*What you are asked to do*. Wherever the word "network" appears in a line of the data, that line should be copied.

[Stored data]
◇ ◇ ◇ ◇ ◇ ◇ ◇

PR #3665, opened 2025-04-14
Make sure os boot entry is not at the top of boot order

skycastlelily:
Pull Request Checklist

* [ ] implement the feature
* [ ] write the documentation
* [ ] adjust plugin docstring
* [ ] modify the json schema
* [ ] mention the version
* [ ] include a release note

### DIFF
--- a/tmt/steps/execute/scripts/tmt-reboot
+++ b/tmt/steps/execute/scripts/tmt-reboot
@@ -25,6 +25,13 @@ done
 if [ $efi = True ]; then
     if efibootmgr &>/dev/null ; then
         os_boot_entry=$(efibootmgr | awk '/BootCurrent/ { print $2 }')
+	first_boot=$(efibootmgr | awk '/BootOrder/ { print $2 }' | cut -d, -f1)
+	# if somehow os boot entry is configured to the top of boot order,
+	# we move it to the end of the order, to avoid breaking the system.
+	if [[ $first_boot == $os_boot_entry ]]; then
+	       BOOT_LIST=$(efibootmgr | awk '/BootOrder/ { print $2 }' | cut -d, -f2-)
+	       efibootmgr -o "${BOOT_LIST},${BOOTC_BOOT}"
+	fi
         # fall back to /root/EFI_BOOT_ENTRY.TXT if it exists and BootCurrent is not available
         if [[ -z "$os_boot_entry" && -f /root/EFI_BOOT_ENTRY.TXT ]] ; then
             os_boot_entry=$(</root/EFI_BOOT_ENTRY.TXT)


happz:
See https://github.com/teemtee/tmt/pull/3645, seems like you and @martinhoyer are dancing around the same problem.

tmt/steps/execute/scripts/tmt-reboot
```diff
@@ -25,6 +25,13 @@
 if [ $efi = True ]; then
     if efibootmgr &>/dev/null ; then
         os_boot_entry=$(efibootmgr | awk '/BootCurrent/ { print $2 }')
+	first_boot=$(efibootmgr | awk '/BootOrder/ { print $2 }' | cut -d, -f1)
+	# if somehow os boot entry is configured to the top of boot order,
+	# we move it to the end of the order, to avoid breaking the system.
+	if [[ $first_boot == $os_boot_entry ]]; then
```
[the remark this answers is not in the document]
siteshwar: Same warning is reported through [OpenScanHub](https://openscanhub.fedoraproject.org/task/49742/log/added.html).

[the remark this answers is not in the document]
skycastlelily: Thanks for your review, addressed : https://github.com/teemtee/tmt/pull/3665/commits/a659eb2f6adc4c83a6a3e67bd509368e8dedbcbb :)

skycastlelily:
>  I just saw both of you poking the same issue and the same part of the code

hmmm, np, IIUC , we are not poking the same issue, the main part of  Martin's mr is efibootmgr -n (setting next boot) to make sure efi system boot correctly to the os,while mine  is  efibootmgr -o  make sue the os boot entry not at the top of order. And looks like we are not poking the same code, though I didn't get the full picture, but it seems that he is trying to add a new script, while mine is make tmt-reboot work  more robust :)
However, I may be wrong,  Martin, feel free to ping me to talk about this :smiley:

tmt/steps/execute/scripts/tmt-reboot
```diff
@@ -25,6 +25,13 @@ done
 if [ $efi = True ]; then
     if efibootmgr &>/dev/null ; then
         os_boot_entry=$(efibootmgr | awk '/BootCurrent/ { print $2 }')
+	first_boot=$(efibootmgr | awk '/BootOrder/ { print $2 }' | cut -d, -f1)
+	# if somehow os boot entry is configured to the top of boot order,
+	# we move it to the end of the order, to avoid breaking the system.
```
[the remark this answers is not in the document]
skycastlelily: Sure, user reported that bootc provision of aarch64 beaker servers will break the boot order on these aarch64 machines, requiring manual intervention to fix the pxe boot order to make the servers usable again.The original report is from slack channel:https://redhat-internal.slack.com/archives/C03BRN71JAF/p1743073805031049.
The guy who responsible for the bootc jobs make a fix on their code, and Milos think the problem should be fixed on tmt side, so do I, so here is the mr.Please note, this mr will Not make the user's fix ineffective:)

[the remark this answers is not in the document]
skycastlelily: addressed:https://github.com/teemtee/tmt/pull/3665/commits/054e337ef10530d9c8d3843618f0295a39bf5f59^^

tmt/steps/execute/scripts/tmt-reboot
```diff
@@ -25,6 +25,16 @@ done
...
+	first_boot=$(efibootmgr | awk '/BootOrder/ { print $2 }' | cut -d, -f1)
+	# if somehow os boot entry is configured to the top of boot order,
+	# we move it to the end of the order. We need to make sure netboot is
+	# at the top of the boot order list. If os boot entry is at the top,
+	# the following recipes trying to reserve that server  will boot into
+	# that os instead of performing an installation on users' desire.
+	if [[ $first_boot == "$os_boot_entry" ]]; then
+	       BOOT_LIST=$(efibootmgr | awk '/BootOrder/ { print $2 }' | cut -d, -f2-)
+	       efibootmgr -o "${BOOT_LIST},${BOOTC_BOOT}"
+	fi
```
happz, line 37: Hmhm, I would say the indentation needs one more level, to put new code correctly into the context of the `if` test above. `if` and `endif` are more important to bash, but to humans, the indentation matters.

skycastlelily: Addressed:https://github.com/teemtee/tmt/pull/3665/commits/62eb32040328636f0f23b7bac4443d782babfdef ^^

tmt/steps/execute/scripts/tmt-reboot
```diff
@@ -25,6 +25,16 @@ done
 if [ $efi = True ]; then
     if efibootmgr &>/dev/null ; then
         os_boot_entry=$(efibootmgr | awk '/BootCurrent/ { print $2 }')
+	first_boot=$(efibootmgr | awk '/BootOrder/ { print $2 }' | cut -d, -f1)
+	# if somehow os boot entry is configured to the top of boot order,
+	# we move it to the end of the order. We need to make sure netboot is
+	# at the top of the boot order list. If os boot entry is at the top,
+	# the following recipes trying to reserve that server  will boot into
+	# that os instead of performing an installation on users' desire.
+	if [[ $first_boot == "$os_boot_entry" ]]; then
```
martinhoyer, line 34: oh wait, we are always forcing os boot entry to not be first? This seems specific to bare metal beaker-like workflow. IMHO tmt-reboot should only touch 'next-boot', no?

skycastlelily: hmm, TBO, I do overlooked the non-beaker scenario when I submitted the mr, as the whole efi part of tmt-reboot is from beakerlib's rhts-reboot . Now,after think about it carefully,it seems that this patch won't  do harm to non-beaker workflow, for virtual/container instance, it will boot/fall back to boot from os entry, and  for other bare metal workflow(I'm not sure tmt have such use case), we have bootnext to make sure it boot from os entry.
Will it make you feel safer if I remove the set boot order part under[ this line ](https://github.com/teemtee/tmt/blob/main/tmt/steps/execute/scripts/tmt-reboot#L32) ?

martinhoyer: Even some beaker machines are configured for os boot.  
imho, if somebody needs to change boot order of their machine, they might as well do themselves, but if there is a need to have it in tmt, I wouldn't put it as part of `tmt-reboot`.  

Maybe I'm missing something, but wouldn't https://github.com/teemtee/tmt/pull/3645 be enough for everyone?

martinhoyer (commented):
Needs some discussion

skycastlelily:
@happz @thrix @psss Miro mentioned that there are some complaints in beaker-admin list about the boot order issue, and there are still several days left before the end of this month, I decided to look into this today,so..here are the updates:
1) xiaofeng didn't see the problem again after he has his [changing boot order mr](https://gitlab.com/fedora/bootc/tests/bootc-workflow-test/-/merge_requests/619/diffs) merged
2)qinghua saw the problem, because she use her team's code which has  bootc install to-existing-root , but don't have similar move bootc boot option to the end of the list code(ie, my mr)
3) the complaints from the beaker-admin is  likely  because some other teams who have  bootc install to-existing-root in their code, but don't have similar code in this mr.
4) Both qinghua and xiaofeng's team use tmt-reboot, which  I guess also by other teams who are using/will use bootc install  
5)
 > Maybe I'm missing something, but wouldn't https://github.com/teemtee/tmt/pull/3645 be enough for everyone?

np, your mr will help those who want to change boot next, while mine is for those  who want to make sure os entry is not on the top of the order list 

In conclusion, both Martin and this mr are needed. Just as Milos said,We need to fix the bootc on top of the boot order list issue from tmt side, if not, other teams will run into  similar problem.Ah, maybe some of you feel confused about what the problem is, telling from the channel messages.
The problem is  with bootc install to-existing-root,  bootupd added a new boot options and configured as first boot, so after the job is finished, the following jobs will not be able to provision the server again, unless change the boot order, and make pxe as first order manually 
The reason why users don't see this on so called package mode installation, is because in that way ,beaker will add a changing- boot-order code  in [each job's  kickstart %post part](https://beaker.engineering.redhat.com/kickstart/16517840)

For Martin's concern "This seems specific to bare metal beaker-like workflow." , I could have this mr  changes boot order only if /root/EFI_BOOT_ENTRY.TXT(yeah,beaker stuff) exists,if you folks want:)

tmt/steps/execute/scripts/tmt-reboot
```diff
@@ -25,6 +25,16 @@ done
...
+	    BOOT_LIST=$(efibootmgr | awk '/BootOrder/ { print $2 }' | cut -d, -f2-)
+	    efibootmgr -o "${BOOT_LIST},${BOOTC_BOOT}"
```
qcheng-redhat: BOOTC_BOOT is not defined here ?

skycastlelily: ah, good catch, thanks for your review :smile: Addressed: https://github.com/teemtee/tmt/pull/3665/commits/bc319042137f2ce62f7a8fa3099069c661526df8

martinhoyer:
> The problem is with bootc install to-existing-root, bootupd added a new boot options and configured as first boot, so after the job is finished, the following jobs will not be able to provision the server again, unless change the boot order, and make pxe as first order manually

But why would this be solved in `tmt-reboot`?  
This will ultimately be yet another wonky workaround for beaker being dumb and obsolete. In any case, if it is being done, it should be set after first boot imho, preferably through something like kickstart post-install scripts and let `tmt-reboot` set next-boot to the booted entry as the least-worst workaround.

skycastlelily:
Just back from vacation.

> But why would this be solved in tmt-reboot?

Because users  will call  tmt-reboot  every time  after   "bootc install to-existing-root", which is the cause of the boot order issue. 
FYI,AFAIK,we only have two users,whose jobs  caused the boot order issue,both their ( xiaofeng and qinghua) issues are fixed after the code are added

> This will ultimately be yet another wonky workaround for beaker being dumb and obsolete.

I'm sorry, but I don't see how it could be wonky,tbo,I don't see how we could do it in a more proper way :)

>  In any case, if it is being done, it should be set after first boot imho,  

You mean first boot after bootudp added a new boot entry,right? I'm sorry  but I don't see how it would be better.

>let tmt-reboot set next-boot to the booted entry as the least-worst workaround.

tmt-reboot is already doing it.

martinhoyer:
Summary, as requested:  

- There is an assumption that the provisioned beaker machine always have network boot as 1st boot entry to prevent system not being available for provisioning.

- This is why tmt-reboot, and potentially [tmt-ensure-efiboot-order](https://github.com/teemtee/tmt/pull/3645) script change the "next" boot entry, so the run can continue even after boot/crash.

- This assumption can be broken, be it bootc related or otherwise.
 
 The proposed fix is to always set network boot as 1st boot entry when running tmt-reboot if a `/root/EFI_BOOT_ENTRY.TXT` file exists, suggesting this is a beaker-provisioned machine.
 
 My issues with it:

-  Not all beaker machines are set to be always re-provisioned and tmt has no way to know what is the expected boot order. 
    - example scenario: I have a dedicated bare metal machine, which is not being re-provisioned, but instead `tmt provision -h connect` is being used to run tests on it. Using this workaround would change the boot order unexpectedly, at least requiring manual intervention, setting the boot order through system mgmt/console or in worst case, leading to data loss do to beaker re-provisining the system.  
- This should be solved where it's getting broken and tmt should work with the above assumption.
- If we *really* want to have this in tmt, it should be done as part of the provisioning code, not hard-coding boot order on every tmt-reboot execution.

That's about from me on this PR. With all the wasted time on this and things like this, we could have beaker replaced with a suitable modern platform ten times already. :)

skycastlelily:
And here is my feedback summary,as requested.

> With all the wasted time on this

Yeah, I do feel I have wasted way more time than I expected

> example scenario: I have a dedicated bare metal machine, which is not being re-provisioned, but instead tmt provision -h connect is being used to run tests on it.

I do overlooked the connect scenario, if I noted it or  this info  is provided earlier,I would already close this mr :neutral_face: ,now I agree with you : tmt-reboot is not the best place  to put the code, and maybe we could move this mr's changing boot order  code into [your mr](https://github.com/teemtee/tmt/pull/3645), and broadcast users that if their test code are likely to change boot order, then they need to run your  script , or maybe just broadcast users they need to pay more attention if their code is going to change boot-order,in anyway, my mr is not needed anymore, feel free to close it.

> If we really want to have this in tmt, it should be done as part of the provisioning code, not hard-coding boot order on every tmt-reboot execution.

On xiaofeng and qinghua's scenario, the bootc boot entry dose not exist on provision process, so tmt is not able to fix the issue in that way,  however, I now agree that tmt should not hard-coding boot order on tmt-reboot:)

LecrisUT:
Is this still relevant after 32bac2ecb6566cfc5f9d024cec2a147e67fe8761?

skycastlelily:
> Is this still relevant after [32bac2e](https://github.com/teemtee/tmt/commit/32bac2ecb6566cfc5f9d024cec2a147e67fe8761)?

closing as not planed, based on https://github.com/teemtee/tmt/pull/3665#issuecomment-3105596500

◇ ◇ ◇ ◇ ◇ ◇ ◇

*Result of the exercise*.
- There is an assumption that the provisioned beaker machine always have network boot as 1st boot entry to prevent system not being available for provisioning.
 The proposed fix is to always set network boot as 1st boot entry when running tmt-reboot if a `/root/EFI_BOOT_ENTRY.TXT` file exists, suggesting this is a beaker-provisioned machine.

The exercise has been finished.